» **BRIEF**: A faithful copy of the whole listing is required, with nothing left out.
BEGIN PROVIDED MATERIAL
PR #9386, opened 2022-02-23
Improve performance of LevelDbDocumentOverlayCache::RemoveOverlaysForBatchId()

dconeybe:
END PROVIDED MATERIAL
» **SOLVED PROBLEM**:
PR #9386, opened 2022-02-23
Improve performance of LevelDbDocumentOverlayCache::RemoveOverlaysForBatchId()

dconeybe:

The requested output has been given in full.